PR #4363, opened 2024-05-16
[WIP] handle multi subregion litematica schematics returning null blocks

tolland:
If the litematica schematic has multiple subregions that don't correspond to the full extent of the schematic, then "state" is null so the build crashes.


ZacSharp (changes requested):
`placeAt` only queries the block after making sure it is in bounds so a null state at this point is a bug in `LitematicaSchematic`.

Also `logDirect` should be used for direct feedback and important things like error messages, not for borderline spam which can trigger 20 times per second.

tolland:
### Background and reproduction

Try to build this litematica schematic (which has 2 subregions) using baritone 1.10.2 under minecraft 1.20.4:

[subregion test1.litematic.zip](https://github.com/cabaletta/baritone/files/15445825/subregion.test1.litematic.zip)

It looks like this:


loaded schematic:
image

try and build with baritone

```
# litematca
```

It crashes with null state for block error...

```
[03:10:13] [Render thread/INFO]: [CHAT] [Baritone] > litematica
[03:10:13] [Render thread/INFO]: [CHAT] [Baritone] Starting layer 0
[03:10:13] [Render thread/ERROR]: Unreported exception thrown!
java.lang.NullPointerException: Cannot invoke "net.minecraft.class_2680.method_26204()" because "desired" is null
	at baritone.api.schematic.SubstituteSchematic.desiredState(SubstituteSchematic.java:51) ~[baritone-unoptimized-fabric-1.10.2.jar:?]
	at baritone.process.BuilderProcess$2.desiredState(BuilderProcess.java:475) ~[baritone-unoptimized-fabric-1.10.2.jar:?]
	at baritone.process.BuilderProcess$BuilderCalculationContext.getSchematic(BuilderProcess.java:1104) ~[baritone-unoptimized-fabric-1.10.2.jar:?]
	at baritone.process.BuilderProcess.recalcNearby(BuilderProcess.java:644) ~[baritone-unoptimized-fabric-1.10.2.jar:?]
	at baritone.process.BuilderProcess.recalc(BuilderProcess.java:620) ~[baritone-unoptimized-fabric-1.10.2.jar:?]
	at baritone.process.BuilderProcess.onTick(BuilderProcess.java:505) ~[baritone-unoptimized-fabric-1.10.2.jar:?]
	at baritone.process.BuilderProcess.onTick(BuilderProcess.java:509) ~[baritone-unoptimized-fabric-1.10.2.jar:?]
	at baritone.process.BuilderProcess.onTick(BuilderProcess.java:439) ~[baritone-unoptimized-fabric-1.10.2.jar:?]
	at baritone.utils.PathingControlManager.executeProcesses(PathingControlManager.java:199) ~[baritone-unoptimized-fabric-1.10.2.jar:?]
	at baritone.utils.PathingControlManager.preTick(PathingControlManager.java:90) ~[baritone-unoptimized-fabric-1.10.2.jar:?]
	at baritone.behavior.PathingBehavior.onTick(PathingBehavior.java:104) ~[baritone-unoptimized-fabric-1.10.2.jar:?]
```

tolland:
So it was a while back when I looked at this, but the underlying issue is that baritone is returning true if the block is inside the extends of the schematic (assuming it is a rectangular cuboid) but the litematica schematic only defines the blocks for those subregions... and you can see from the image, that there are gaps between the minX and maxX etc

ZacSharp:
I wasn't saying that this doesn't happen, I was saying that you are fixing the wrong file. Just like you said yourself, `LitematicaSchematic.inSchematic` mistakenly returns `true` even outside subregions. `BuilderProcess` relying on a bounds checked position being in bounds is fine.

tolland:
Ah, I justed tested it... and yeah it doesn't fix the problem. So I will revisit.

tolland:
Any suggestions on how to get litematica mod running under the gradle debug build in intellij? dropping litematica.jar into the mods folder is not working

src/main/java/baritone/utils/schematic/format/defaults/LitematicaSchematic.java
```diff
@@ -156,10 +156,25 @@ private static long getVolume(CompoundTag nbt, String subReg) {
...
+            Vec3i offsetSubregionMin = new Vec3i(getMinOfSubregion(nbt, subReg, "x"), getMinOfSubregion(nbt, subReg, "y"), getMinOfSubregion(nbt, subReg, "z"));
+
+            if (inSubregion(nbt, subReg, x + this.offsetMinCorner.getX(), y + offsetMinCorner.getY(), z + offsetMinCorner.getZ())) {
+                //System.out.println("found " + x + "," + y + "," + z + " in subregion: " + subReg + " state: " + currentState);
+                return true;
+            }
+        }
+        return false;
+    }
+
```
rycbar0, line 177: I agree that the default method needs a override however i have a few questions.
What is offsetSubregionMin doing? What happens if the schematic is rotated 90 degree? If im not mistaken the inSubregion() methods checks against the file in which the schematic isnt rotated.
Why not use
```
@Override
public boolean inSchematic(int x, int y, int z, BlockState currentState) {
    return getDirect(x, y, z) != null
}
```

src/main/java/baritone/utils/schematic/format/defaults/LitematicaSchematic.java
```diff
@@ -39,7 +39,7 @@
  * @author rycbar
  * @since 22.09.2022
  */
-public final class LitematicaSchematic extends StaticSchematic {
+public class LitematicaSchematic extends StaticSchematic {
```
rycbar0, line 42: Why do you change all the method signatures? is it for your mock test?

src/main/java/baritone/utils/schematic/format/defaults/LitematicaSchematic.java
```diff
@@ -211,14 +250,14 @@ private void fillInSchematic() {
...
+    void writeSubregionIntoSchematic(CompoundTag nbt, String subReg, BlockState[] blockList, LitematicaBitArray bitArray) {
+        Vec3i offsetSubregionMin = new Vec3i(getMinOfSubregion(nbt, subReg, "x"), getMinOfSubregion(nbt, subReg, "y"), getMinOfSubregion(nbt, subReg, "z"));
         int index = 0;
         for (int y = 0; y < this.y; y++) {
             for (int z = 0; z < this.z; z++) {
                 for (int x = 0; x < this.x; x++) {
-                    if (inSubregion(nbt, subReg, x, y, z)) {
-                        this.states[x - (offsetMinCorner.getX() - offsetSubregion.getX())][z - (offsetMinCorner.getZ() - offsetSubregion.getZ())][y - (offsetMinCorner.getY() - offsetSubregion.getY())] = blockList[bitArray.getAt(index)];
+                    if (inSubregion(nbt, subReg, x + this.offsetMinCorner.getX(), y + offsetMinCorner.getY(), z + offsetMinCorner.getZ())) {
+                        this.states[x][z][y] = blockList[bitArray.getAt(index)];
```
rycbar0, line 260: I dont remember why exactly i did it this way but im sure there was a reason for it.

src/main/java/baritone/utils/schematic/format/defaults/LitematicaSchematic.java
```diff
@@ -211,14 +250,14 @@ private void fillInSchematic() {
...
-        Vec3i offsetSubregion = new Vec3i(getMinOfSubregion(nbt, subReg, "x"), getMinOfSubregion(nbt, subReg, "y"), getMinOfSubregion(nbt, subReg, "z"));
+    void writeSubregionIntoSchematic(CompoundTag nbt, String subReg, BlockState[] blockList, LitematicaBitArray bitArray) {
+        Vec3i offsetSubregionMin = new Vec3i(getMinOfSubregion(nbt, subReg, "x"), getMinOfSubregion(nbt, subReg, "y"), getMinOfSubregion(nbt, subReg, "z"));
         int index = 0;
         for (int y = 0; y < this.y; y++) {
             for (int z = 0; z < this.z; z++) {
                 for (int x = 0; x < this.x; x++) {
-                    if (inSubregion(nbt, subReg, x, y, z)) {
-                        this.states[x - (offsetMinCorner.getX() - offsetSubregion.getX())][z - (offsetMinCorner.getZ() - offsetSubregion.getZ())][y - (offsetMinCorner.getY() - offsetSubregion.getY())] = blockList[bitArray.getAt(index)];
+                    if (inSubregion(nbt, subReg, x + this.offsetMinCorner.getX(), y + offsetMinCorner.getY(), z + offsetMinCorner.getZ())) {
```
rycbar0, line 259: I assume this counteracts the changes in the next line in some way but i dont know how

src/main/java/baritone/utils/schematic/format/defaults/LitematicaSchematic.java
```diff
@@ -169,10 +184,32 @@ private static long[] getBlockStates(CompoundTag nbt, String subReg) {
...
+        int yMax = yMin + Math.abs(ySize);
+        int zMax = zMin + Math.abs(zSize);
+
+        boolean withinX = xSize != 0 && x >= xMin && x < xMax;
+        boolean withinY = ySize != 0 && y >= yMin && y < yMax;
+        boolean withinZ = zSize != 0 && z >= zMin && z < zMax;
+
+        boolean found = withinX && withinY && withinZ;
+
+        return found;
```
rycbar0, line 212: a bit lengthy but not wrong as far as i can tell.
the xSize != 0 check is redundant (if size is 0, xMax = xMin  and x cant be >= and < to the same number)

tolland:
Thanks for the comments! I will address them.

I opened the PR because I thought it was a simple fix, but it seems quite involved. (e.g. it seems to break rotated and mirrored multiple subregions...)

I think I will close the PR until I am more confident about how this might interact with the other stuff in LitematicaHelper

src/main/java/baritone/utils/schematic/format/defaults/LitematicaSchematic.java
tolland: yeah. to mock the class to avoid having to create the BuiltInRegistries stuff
+===+
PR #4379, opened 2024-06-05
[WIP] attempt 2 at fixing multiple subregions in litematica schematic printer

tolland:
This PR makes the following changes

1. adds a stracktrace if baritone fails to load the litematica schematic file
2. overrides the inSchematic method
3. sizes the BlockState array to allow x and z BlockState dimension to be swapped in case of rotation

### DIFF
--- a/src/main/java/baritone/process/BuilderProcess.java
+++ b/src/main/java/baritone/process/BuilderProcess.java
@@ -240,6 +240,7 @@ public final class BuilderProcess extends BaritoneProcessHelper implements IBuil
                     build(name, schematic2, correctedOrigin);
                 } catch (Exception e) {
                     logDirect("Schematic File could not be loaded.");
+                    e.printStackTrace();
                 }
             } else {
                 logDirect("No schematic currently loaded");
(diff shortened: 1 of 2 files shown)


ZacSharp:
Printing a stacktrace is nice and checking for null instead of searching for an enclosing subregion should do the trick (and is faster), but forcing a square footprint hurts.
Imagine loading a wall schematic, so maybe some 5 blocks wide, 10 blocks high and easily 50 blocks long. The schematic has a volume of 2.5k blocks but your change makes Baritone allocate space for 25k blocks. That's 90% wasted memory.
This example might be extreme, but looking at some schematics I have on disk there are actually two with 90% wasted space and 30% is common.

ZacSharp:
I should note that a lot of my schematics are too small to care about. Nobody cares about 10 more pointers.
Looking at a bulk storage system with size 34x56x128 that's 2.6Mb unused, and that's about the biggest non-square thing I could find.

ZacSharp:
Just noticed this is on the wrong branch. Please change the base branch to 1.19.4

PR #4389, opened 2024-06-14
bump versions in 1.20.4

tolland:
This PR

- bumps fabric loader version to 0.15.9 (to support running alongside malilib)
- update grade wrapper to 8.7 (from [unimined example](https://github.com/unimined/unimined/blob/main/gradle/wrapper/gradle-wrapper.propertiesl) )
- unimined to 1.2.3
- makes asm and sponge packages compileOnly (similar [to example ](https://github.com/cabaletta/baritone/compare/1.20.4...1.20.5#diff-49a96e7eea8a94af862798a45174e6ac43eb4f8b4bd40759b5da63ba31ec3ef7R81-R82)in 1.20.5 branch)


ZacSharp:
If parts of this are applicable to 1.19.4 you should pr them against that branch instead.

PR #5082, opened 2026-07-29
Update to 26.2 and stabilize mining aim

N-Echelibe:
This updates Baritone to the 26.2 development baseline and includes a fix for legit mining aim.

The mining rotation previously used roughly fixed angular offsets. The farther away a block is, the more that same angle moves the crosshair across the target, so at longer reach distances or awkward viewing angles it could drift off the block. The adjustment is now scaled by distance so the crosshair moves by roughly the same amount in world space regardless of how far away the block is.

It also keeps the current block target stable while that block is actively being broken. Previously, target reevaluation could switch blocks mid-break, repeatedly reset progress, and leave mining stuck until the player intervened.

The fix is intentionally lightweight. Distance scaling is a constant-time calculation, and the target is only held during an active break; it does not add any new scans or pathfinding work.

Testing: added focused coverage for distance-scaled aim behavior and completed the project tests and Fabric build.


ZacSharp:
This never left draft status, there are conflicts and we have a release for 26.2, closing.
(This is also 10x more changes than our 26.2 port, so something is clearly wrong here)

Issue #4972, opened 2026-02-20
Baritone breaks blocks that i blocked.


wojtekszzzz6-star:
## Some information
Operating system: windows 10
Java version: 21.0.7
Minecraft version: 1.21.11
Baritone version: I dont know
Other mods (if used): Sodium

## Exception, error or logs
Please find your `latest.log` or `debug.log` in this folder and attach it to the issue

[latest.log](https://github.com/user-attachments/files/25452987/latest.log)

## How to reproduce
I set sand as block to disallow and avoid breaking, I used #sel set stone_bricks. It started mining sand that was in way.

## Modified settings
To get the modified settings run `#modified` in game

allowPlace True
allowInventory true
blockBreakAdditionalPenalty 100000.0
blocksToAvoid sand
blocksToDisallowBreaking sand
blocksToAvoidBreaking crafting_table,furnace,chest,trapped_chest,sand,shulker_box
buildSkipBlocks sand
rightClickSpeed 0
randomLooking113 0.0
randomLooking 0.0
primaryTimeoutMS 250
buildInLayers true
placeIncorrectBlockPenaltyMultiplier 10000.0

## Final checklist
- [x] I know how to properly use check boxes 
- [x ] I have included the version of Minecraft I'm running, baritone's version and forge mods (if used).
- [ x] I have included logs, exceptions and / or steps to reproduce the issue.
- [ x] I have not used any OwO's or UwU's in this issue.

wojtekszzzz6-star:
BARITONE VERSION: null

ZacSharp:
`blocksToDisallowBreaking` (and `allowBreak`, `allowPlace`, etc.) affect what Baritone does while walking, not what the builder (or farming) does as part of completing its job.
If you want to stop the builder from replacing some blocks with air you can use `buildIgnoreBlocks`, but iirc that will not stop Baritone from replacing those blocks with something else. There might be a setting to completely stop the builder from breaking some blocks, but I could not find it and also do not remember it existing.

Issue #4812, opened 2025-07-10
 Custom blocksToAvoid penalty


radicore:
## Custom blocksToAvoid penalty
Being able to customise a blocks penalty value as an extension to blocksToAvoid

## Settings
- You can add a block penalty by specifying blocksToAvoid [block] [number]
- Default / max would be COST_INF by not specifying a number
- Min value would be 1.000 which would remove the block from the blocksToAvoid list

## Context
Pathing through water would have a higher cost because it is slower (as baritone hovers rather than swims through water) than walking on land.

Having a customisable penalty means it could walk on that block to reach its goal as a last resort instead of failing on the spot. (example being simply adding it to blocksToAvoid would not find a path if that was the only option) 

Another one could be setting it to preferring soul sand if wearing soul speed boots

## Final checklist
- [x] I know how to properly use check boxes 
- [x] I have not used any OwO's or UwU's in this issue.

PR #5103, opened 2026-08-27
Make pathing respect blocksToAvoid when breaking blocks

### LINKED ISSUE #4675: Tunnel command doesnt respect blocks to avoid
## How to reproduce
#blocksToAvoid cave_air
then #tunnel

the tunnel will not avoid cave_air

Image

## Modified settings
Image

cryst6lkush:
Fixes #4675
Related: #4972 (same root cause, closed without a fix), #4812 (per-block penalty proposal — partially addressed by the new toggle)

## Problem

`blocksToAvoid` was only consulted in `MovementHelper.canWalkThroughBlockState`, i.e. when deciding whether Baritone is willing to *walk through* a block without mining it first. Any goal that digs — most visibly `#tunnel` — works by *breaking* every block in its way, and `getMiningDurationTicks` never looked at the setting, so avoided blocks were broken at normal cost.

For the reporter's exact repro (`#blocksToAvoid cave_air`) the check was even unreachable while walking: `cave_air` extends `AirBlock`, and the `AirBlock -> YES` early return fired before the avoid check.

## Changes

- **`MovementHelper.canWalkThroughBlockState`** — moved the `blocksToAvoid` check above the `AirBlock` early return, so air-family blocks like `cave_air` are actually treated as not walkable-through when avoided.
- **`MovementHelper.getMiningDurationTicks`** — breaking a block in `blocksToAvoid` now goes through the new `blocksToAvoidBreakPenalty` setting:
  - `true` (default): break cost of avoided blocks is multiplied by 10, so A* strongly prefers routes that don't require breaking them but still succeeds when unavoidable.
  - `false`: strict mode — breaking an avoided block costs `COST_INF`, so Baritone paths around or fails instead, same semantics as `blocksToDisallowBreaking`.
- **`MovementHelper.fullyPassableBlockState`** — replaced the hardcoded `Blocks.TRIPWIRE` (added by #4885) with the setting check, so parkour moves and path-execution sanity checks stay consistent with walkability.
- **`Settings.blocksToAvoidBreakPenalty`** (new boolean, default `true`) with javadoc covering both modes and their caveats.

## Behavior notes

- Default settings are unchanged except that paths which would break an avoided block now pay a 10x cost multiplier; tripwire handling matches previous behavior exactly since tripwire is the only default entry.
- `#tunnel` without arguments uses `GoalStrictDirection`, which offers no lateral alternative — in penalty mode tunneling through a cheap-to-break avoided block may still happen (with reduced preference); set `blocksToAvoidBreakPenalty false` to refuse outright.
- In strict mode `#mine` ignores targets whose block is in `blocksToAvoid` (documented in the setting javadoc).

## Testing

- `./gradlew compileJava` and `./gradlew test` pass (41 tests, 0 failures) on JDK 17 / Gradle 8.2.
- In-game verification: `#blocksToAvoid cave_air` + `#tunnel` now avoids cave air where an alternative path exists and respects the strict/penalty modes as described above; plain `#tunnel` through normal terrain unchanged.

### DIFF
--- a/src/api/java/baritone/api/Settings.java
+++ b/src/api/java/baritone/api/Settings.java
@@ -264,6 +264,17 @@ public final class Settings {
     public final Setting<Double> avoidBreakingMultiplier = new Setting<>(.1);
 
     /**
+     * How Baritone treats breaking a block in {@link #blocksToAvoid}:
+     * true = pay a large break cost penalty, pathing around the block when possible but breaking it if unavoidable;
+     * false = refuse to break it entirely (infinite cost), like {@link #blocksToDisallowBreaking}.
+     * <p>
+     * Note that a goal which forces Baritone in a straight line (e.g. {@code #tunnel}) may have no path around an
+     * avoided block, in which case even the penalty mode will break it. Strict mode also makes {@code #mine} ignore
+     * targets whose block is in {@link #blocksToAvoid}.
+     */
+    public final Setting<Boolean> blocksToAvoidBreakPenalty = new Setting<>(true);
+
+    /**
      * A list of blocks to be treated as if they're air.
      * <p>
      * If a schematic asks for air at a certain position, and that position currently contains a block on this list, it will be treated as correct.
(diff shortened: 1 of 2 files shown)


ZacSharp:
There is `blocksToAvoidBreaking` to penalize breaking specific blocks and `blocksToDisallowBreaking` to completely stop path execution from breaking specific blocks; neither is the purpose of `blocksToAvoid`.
+===+
# Your instructions
Give only the number of lines in the records that include the word "withinX".

# Written response
2